# What is needed
For each entry below, output it exactly as it stands.

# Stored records
== == ==

PR #771, opened 2024-02-09
Deprecate certain fields in HumioCluster and remove use of unused env…

SaaldjorMike:
…ironment variables

Previously the operator would automatically append these to the environment variables for pods, but as of LogScale 1.89.0 they are no longer needed/used and we can use the default behavior. To override default behavior it is possible to do that by referring to the LogScale documentation and setting the relevant environment variables.

The environment variables no longer set for pods running LogScale 1.89.0 and newer:
- DIGEST_REPLICATION_FACTOR
- STORAGE_REPLICATION_FACTOR
- DEFAULT_PARTITION_COUNT

Since this changes the environment variables list for pods if running LogScale 1.89.0+ it means cluster pods will be replaced when upgrading to an operator version with these changes.


SaaldjorMike:
Moved into https://github.com/humio/humio-operator/pull/792

PR #778, opened 2024-04-08
Bderrly/nodepool envs

SaaldjorMike:


api/v1alpha1/humiocluster_types.go
```diff
@@ -208,7 +213,11 @@ type HumioNodeSpec struct {
 	// to the Humio pods
 	HumioServiceLabels map[string]string `json:"humioServiceLabels,omitempty"`
 
-	// EnvironmentVariables that will be merged with default environment variables then set on the humio container
+	// EnvironmentVariables is the set of variables that will be supplied to all Pods.
+	// This set is merged with fallback environment variables (for defaults in case they are not supplied in the Custom Resource),
+	// and spec.CommonEnvironmentVariables (for variables that should be applied to Pods of all node types).
+	// Precedence is given to more environment-specific variables; below the predecence is greater moving left to right.
+	//   spec.environmentVariables -> spec.commonEnvironmentVariables -> spec.nodePools[].environmentVariables
```
SaaldjorMike, line 220: This is _close_ but not quite what I meant. Sorry for that, I likely didn't explain it very well.

I'm looking for us to essentially do something like this for `Spec.EnvironmentVariables` (which is going away eventually):
```go
spec.environmentVariables = mergeEnvVars(hc.Spec.CommonEnvironmentVariables,hc.Spec.EnvironmentVariables)
```
and for `Spec.NodePools` it would be roughly something along these lines:
```go
spec.nodePools[].environmentVariables = mergeEnvVars(hc.Spec.CommonEnvironmentVariables,spec.nodePools[].environmentVariables)
```
in both cases, they can inherit what is in `hc.Spec.CommonEnvironmentVariables`, but we don't want `spec.nodePools[].environmentVariables` to inherit what comes from `hc.Spec.EnvironmentVariables`.

So the changes to `controllers/humiocluster_controller.go` which does this:
```go
// Prefer CommonEnvironmentVariables over top-level HumioCluster.HumioNodeSpec.EnvironmentVariables as the latter will be deprecated in the future.
hc.Spec.CommonEnvironmentVariables = mergeEnvVars(hc.Spec.EnvironmentVariables, hc.Spec.CommonEnvironmentVariables)
```
should be removed. I tried doing so locally and ran the tests, and looks like the test `Humio Cluster Update Environment Variable Multi Node Pool` needs updating to test for this new behavior.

== == ==

# Answer box
PR #771, opened 2024-02-09
Deprecate certain fields in HumioCluster and remove use of unused env…

SaaldjorMike:
…ironment variables

Previously the operator would automatically append these to the environment variables for pods, but as of LogScale 1.89.0 they are no longer needed/used and we can use the default behavior. To override default behavior it is possible to do that by referring to the LogScale documentation and setting the relevant environment variables.

The environment variables no longer set for pods running LogScale 1.89.0 and newer:
- DIGEST_REPLICATION_FACTOR
- STORAGE_REPLICATION_FACTOR
- DEFAULT_PARTITION_COUNT

Since this changes the environment variables list for pods if running LogScale 1.89.0+ it means cluster pods will be replaced when upgrading to an operator version with these changes.


SaaldjorMike:
Moved into https://github.com/humio/humio-operator/pull/792

PR #778, opened 2024-04-08
Bderrly/nodepool envs

SaaldjorMike:


api/v1alpha1/humiocluster_types.go
```diff
@@ -208,7 +213,11 @@ type HumioNodeSpec struct {
 	// to the Humio pods
 	HumioServiceLabels map[string]string `json:"humioServiceLabels,omitempty"`
 
-	// EnvironmentVariables that will be merged with default environment variables then set on the humio container
+	// EnvironmentVariables is the set of variables that will be supplied to all Pods.
+	// This set is merged with fallback environment variables (for defaults in case they are not supplied in the Custom Resource),
+	// and spec.CommonEnvironmentVariables (for variables that should be applied to Pods of all node types).
+	// Precedence is given to more environment-specific variables; below the predecence is greater moving left to right.
+	//   spec.environmentVariables -> spec.commonEnvironmentVariables -> spec.nodePools[].environmentVariables
```
SaaldjorMike, line 220: This is _close_ but not quite what I meant. Sorry for that, I likely didn't explain it very well.

I'm looking for us to essentially do something like this for `Spec.EnvironmentVariables` (which is going away eventually):
```go
spec.environmentVariables = mergeEnvVars(hc.Spec.CommonEnvironmentVariables,hc.Spec.EnvironmentVariables)
```
and for `Spec.NodePools` it would be roughly something along these lines:
```go
spec.nodePools[].environmentVariables = mergeEnvVars(hc.Spec.CommonEnvironmentVariables,spec.nodePools[].environmentVariables)
```
in both cases, they can inherit what is in `hc.Spec.CommonEnvironmentVariables`, but we don't want `spec.nodePools[].environmentVariables` to inherit what comes from `hc.Spec.EnvironmentVariables`.

So the changes to `controllers/humiocluster_controller.go` which does this:
```go
// Prefer CommonEnvironmentVariables over top-level HumioCluster.HumioNodeSpec.EnvironmentVariables as the latter will be deprecated in the future.
hc.Spec.CommonEnvironmentVariables = mergeEnvVars(hc.Spec.EnvironmentVariables, hc.Spec.CommonEnvironmentVariables)
```
should be removed. I tried doing so locally and ran the tests, and looks like the test `Humio Cluster Update Environment Variable Multi Node Pool` needs updating to test for this new behavior.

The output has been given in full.